2-Qual a ideia que esteve na origem deste livro?
R-Houve várias ideias em convulsão em mim que deram origem a este livro. Nomeadamente, como é que a poesia pode coexistir com prosa, ensaísmo, teatro, sociedade, política e biografia, de modo que os seus limites se expandam e não se reduzam. Essa abertura é naturalmente contra-nacionalista. Como na vida, absorvemos e crescemos a partir de tudo de todo o lado. Só assim é possível uma evolução seja do que seja. A origem deste livro, digamos, existiu com a escrita de um poema que o integra e que, para mim, representou uma mudança poética que deu conta de uma mudança gradual de um ponto de vista pessoal sobre o mundo e sobre a poesia. O poema é o primeiro da segunda secção do livro (“Sala de Operações”), chama-se “Formas da Metafísica”. A aceitação deste poema foi a aceitação dessa mudança premente na minha poesia, ou pelo menos numa forma de escrever que possa coexistir, de novos modos, com temas que estavam já presentes no primeiro livro. Refiro-me a aceitação também no sentido em que o meio da poesia portuguesa ainda se prende com absolutismos metafísicos e substituição de a linguagem carregar significado pelo poema como condução para o silêncio. Isso não me interessa. E também não interessa a alguns novos poetas que gosto muito e leio.

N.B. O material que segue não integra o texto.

PR #1509, opened 2026-06-19
Sites: workspace-scope Fabric object types (sovereign discovery foundation)

prakashUXtech:
First foundational slice of sovereign zero-setup discovery (SZD-2). Fabric object *types* were a global catalog — `define_type` had no `workspace_id` and `fabric_object_types` had no `workspace_id` column — so a type defined in one tenant's workspace was visible to all. For the discovery feature (and tenant sovereignty generally), discovered types must stay private to the workspace that owns them.

## What changed
- `workspace_id` on `define_type` + the `ObjectType` model + the `fabric_object_types` table (idempotent additive migration; legacy rows keep `workspace_id = NULL` = global, for backward compatibility).
- Every object-type read is workspace-scoped: `get_type_by_name`, `list_types`, `stats`, dedup, and the unique index (now `(workspace_id, LOWER(name))`, replacing the global name index).
- `workspace_id` threaded through `ingest_records` / `ensure_type` so connector ingestion mints types in the right workspace.

## Verified
- New `tests/test_fabric_type_scoping.py` (8 tests): workspace A can't read/reuse workspace B's types; legacy NULL stays global; same-name types coexist across workspaces; migration idempotency; backfill.
- 6 existing fabric tests updated to the scoped semantics (they encoded the old global-catalog behavior); reviewed and confirmed legitimate.
- Re-ran the touched suites: 179 fabric tests pass; the migration runs twice cleanly.

## Notes
- Reverses the earlier W4a choice to leave types unscoped — superseded by the 2026-06-19 decision to scope types per workspace.
- Behavior change: an owner's empty (object-less) type is now visible to its owner — it's first-class tenant data now, not derived from object rows.
- Two non-blocking review follow-ups: a test helper (`_seed_customers`) still defines an unscoped type, so one stats assertion passes for the wrong reason; and a one-line comment on the backfill/dedup row-factory ordering. Neither affects correctness.

Foundation for SZD-5a (the `_fabric_objects` proposal type). Part of the sovereign zero-setup discovery slice — design/PRD/tasks in `docs/design/drafts/2026-06-19-sovereign-zero-setup-discovery*`.

PR #1510, opened 2026-06-19
Sites: fabric.objects + fabric.query ripple sources (render Fabric in a Pocket)

prakashUXtech:
SZD-1, stacked on #1509. A Pocket couldn't render Fabric data — only `workspace.pockets` and `workspace.members` ripple sources existed; nothing resolved a Fabric ObjectType into widget rows. The sovereign zero-setup discovery starter-Pocket needs that.

## What changed
- `fabric.objects` source — resolves an ObjectType (by `type_id` and/or `type_name`) → widget rows, optional `limit`/`offset`. Properties spread to the top level for column-oriented widgets; id/type/provenance on reserved keys.
- `fabric.query` source — the filtered variant (adds a `FabricQuery` filters bag). Trivial given FabricQuery already supports filters, so included rather than deferred.
- Both workspace-scoped: `workspace_id` comes from the server-built resolve context (never the spec), threaded to `FabricStore.query`, which applies its W4a tenant guard. A missing workspace returns `[]` — never an unscoped read. Rows capped at 500 to keep resolved specs lean.
- Auto-registered (the `@register` decorators live in `ripple_sources.py`, already eager-imported at startup) — no wiring change.

## Verified
- New `tests/cloud/test_fabric_objects_source.py` (5 tests): workspace A resolves only A's objects, never B's (and the mirror from B). Re-ran with the resolver regression suite: 19 pass.

## Notes
- No paw-enterprise change needed: the resolver replaces source markers with plain row lists before the spec reaches the frontend, so these render like any other widget data.
- Follow-up (SZD-6, the starter-Pocket slice): teach the pocket-authoring skill that `fabric.objects`/`fabric.query` are bindable sources so the author emits them.

Stacks on #1509. Part of sovereign zero-setup discovery.

### DIFF
--- a/ee/pocketpaw_ee/cloud/ripple_sources.py
+++ b/ee/pocketpaw_ee/cloud/ripple_sources.py
@@ -6,6 +6,18 @@ live here, next to the entities they read.
 
 Tenancy rule (from CLAUDE.md ee/cloud rule 7): every Mongo read MUST
 scope by ctx.workspace_id.
+
+Updated 2026-06-19 (SZD-1 — fabric.objects ripple source): added two
+Fabric-backed sources so a rippleSpec can render discovered Fabric data, not
+just pockets/members. ``fabric.objects`` resolves an ``ObjectType`` (by
+``type_id`` and/or ``type_name``) into widget rows; ``fabric.query`` is the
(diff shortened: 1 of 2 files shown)


prakashUXtech:

PR #1511, opened 2026-06-19
Sites: _fabric_objects Instinct proposal type (gated ontology writes)

prakashUXtech:
SZD-5a, stacked on #1509. The Instinct gate had no way to propose "create these Fabric objects" — it was sealed to `_pocket_write` / `_code_change` / `_external_action` / `_belt_plan`. Sovereign zero-setup discovery needs to stage a proposed Fabric ontology for human review and only write on approve. This adds that proposal type, mirroring the shipped `_external_action` pattern exactly.

## What changed
- New `ee/pocketpaw_ee/cloud/fabric_proposals/` — `propose_fabric_objects` (schema-1 blob: object_types + objects + links + the tenancy `workspace_id`; anchors `pocket_id=workspace_id`; opens the `agent.proposed` chain) + `execute_approved_fabric_objects` (reuses the idempotent, workspace-scoped `ingest_records`; links deduped on `(from,to,link_type)`; single `_fail` chokepoint; owns `decision.completed` on approve).
- `router.py` — `_assert_fabric_objects_workspace` guard, called in all four paths (approve / reject / bulk-approve / bulk-reject) before any mutation; approve→executor, reject→router-owned chain close.

## Verified
- New `tests/cloud/test_fabric_objects_gate.py` (14 tests): all four cross-workspace paths reject (403, no write); re-approve doesn't duplicate (created=0 / updated=2 / links=0); chain is `[agent.proposed, human.corrected, decision.completed]`, one terminal per path; a schema-999 blob is refused. Regression: external_action_gate (27) + fabric_ingest + instinct_decision_events (12) green.
- Independently re-ran the 14 tests + confirmed the guard is invoked in all four router dispatch functions; distrust review returned SPEC_PASS, no cross-tenant path.

## Notes
- Links reference endpoints by `(source_connector, source_id)` natural key (Fabric ids don't exist at propose time); resolved post-ingest, a link to a missing endpoint is skipped (logged), not failed — the right default for a self-contained ontology proposal.
- No caller wires `propose_fabric_objects` yet — that's the discovery surface (SZD-6). The helper is exported, ready.

Stacks on #1509. Pairs with `_pocket_create` (SZD-5b, next). Part of sovereign zero-setup discovery.

PR #1512, opened 2026-06-19
Sites: _pocket_create Instinct proposal type (gated Pocket creation)

prakashUXtech:
SZD-5b, stacked on #1511. The second discovery gate type: propose a starter Pocket for review; approve creates it. Mirrors `_fabric_objects` (#1511) and `_external_action` exactly.

## What changed
- New `ee/pocketpaw_ee/cloud/pocket_proposals/` — `propose_pocket` (schema-1 `_pocket_create` blob: `pocket_spec={name, rippleSpec, templateSlug?}` with `workspace_id` + `user_id` as SEPARATE top-level fields so the correction flow can't move tenancy/owner — tenancy keys inside `pocket_spec` are stripped defensively; anchors `pocket_id=workspace_id`; opens the `agent.proposed` chain) + `execute_approved_pocket_create` (schema + workspace/owner + idempotency guards → `CreatePocketRequest.model_validate` → `pockets.service.create`; owns `decision.completed` via a single `_fail` chokepoint).
- `router.py` — `_assert_pocket_create_workspace` called in all four paths alongside the fabric guard; approve→executor, reject→router-owned close.

## Verified
- New `tests/cloud/test_pocket_create_gate.py` (18 tests): approve creates a Pocket owned correctly; 4-path cross-workspace gate (all 403, PENDING, nothing created); `model_validate` resolves camelCase `rippleSpec` + fails invalid specs cleanly; schema mismatch refused; idempotent; chain `[agent.proposed, human.corrected, decision.completed]`, one terminal per path; tenancy never in the editable spec.
- Regression: fabric_objects_gate + external_action_gate + bulk_actions + approval_security = 60 pass. Independently re-ran the 18 tests + confirmed the guard fires in all four router functions.

## Notes
- The empty-`workspace_id` guard short-circuit mirrors `_fabric_objects` (inherited from `_external_action`) — not exploitable (propose requires non-empty; executor fails-closed), but worth folding into any future fail-closed guard hardening.

Stacks on #1511. Completes the two-gate-type pair. Part of sovereign zero-setup discovery.

### DIFF
--- a/ee/pocketpaw_ee/cloud/pocket_proposals/__init__.py
+++ b/ee/pocketpaw_ee/cloud/pocket_proposals/__init__.py
@@ -1,0 +1,32 @@
+# ee/cloud/pocket_proposals/__init__.py — the gated starter-Pocket-create Instinct
+# proposal type (a peer of ``_fabric_objects`` / ``_pocket_write`` /
+# ``_code_change`` / ``_external_action`` / ``_belt_plan`` / ``_artifact_change``).
+# Created: 2026-06-19 (SZD-5b — _pocket_create proposal type) — a proposed starter
+#   Pocket (a rippleSpec + name, optional template slug) staged for human review
+#   through the Instinct gate. "Sovereign zero-setup discovery" infers a starter
+#   Pocket for a tenant and proposes "create this Pocket"; a human approves or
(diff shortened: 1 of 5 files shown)


prakashUXtech:

PR #1513, opened 2026-06-19
Sites: StructuredShapeDigester — reverse-engineer an ontology from sampled records

prakashUXtech:
SZD-3. The discovery pipeline samples a connector's records and must turn them into a candidate ontology. This is the pure-logic digester: structured records → an `OntologyDraft` (object types, objects, links, and per-type primary-key + projection), each inference scored with a confidence.

## What changed
- New `ee/pocketpaw_ee/discovery/` — a `Digester` Protocol + `StructuredShapeDigester` (no DB/network/async): infers object types from record shapes, property types by value-type voting (str/number/bool/date incl. ISO strings + native datetime), the primary key (named-field priority `id`/`_id`/`<type>_id` → high-cardinality-unique fallback → none), and FK links from field values matching another type's key set.
- `OntologyDraft` carries the inferred `source_id` field + field projection so a `FabricMapping` (what `ingest_records` needs) builds directly via `to_fabric_mapping_kwargs()`.

## Verified
- New `tests/ee/test_structured_shape_digester.py` (14 tests): type + property-type inference; native-datetime→date; all three key-inference paths; FK links; FabricMapping round-trip; and the three degradation cases — empty, nested/polymorphic (no crash), no-clear-key (objects-only, low confidence). Re-ran independently: 14 pass.

## Notes (for SZD-6, the consumer)
- `source_id_field` is `""` when no key was inferred — the proposal step must gate on `key_confidence` before building a FabricMapping (a keyless type would skip every record).
- Links reference endpoints by `(type_name, source_id)`, not Fabric ids (the draft predates persistence) — resolved to real object ids after ingest.

Independent of the other slices (off dev). Feeds SZD-4 (the orchestrator). Part of sovereign zero-setup discovery.

### DIFF
--- a/ee/pocketpaw_ee/discovery/__init__.py
+++ b/ee/pocketpaw_ee/discovery/__init__.py
@@ -1,0 +1,29 @@
+# pocketpaw_ee/discovery/ — sovereign zero-setup ontology discovery (digesters).
+#
+# Created: 2026-06-19 (SZD-3 / feat/szd-3-digester) — the digester layer for
+# sovereign zero-setup discovery. A Digester samples a connector's records and
+# reverse-engineers a candidate ontology (an OntologyDraft) that downstream code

Depois é um livro com várias influências, cuja interrelação estive na base da sua criação. Desde o stand-up em palco na peça Truth’s a Dog must to Kennel, de Tim Crouch, a séries televisivas que informaram poemas em particular, a filmes ou livros-ensaio (o caso onde isto está mais concentrado é no poema “O Jogo”, que joga com referências que vão desde o Citizen Kane, de Orson Wells, ao The Game, de David Fincher, e ao livro Massa e Poder, de Elias Canetti), a ocorrências na minha vida às quais procuro ligar e misturar temas não-pessoais que vou trabalhando ao longo do livro (apesar disso de um modo cronológico, é um livro que existe também já na releitura de si próprio), desde um poema sobre as salinas de Tavira com as quais todos os Verões cresci e a visita há dois ou três anos a uma fábrica de sal, a um poema sobre um conto que escrevi com 12 anos sobre um banco que observava o tempo e as pessoas, conto que perdi algures. O livro tem uma ordem de pensamento que perpassa várias coisas e que as usa para se dizer. Procuro desfazer formas a partir de dentro, relacionar metaforicamente, aproximar, para que o livro exija uma relação com o leitor que seja emocional, pessoal, mas ao mesmo tempo reflexiva, de crítica da memória (que herdamos e que define toda a rede de relações, de todos os tipos, em que vivemos) e de um presente pouco presente. Olhar para o outro é sempre um olhar para nós, reprimimos o outro como nos reprimimos a nós.
3-Pensando no futuro: o que está a escrever neste momento?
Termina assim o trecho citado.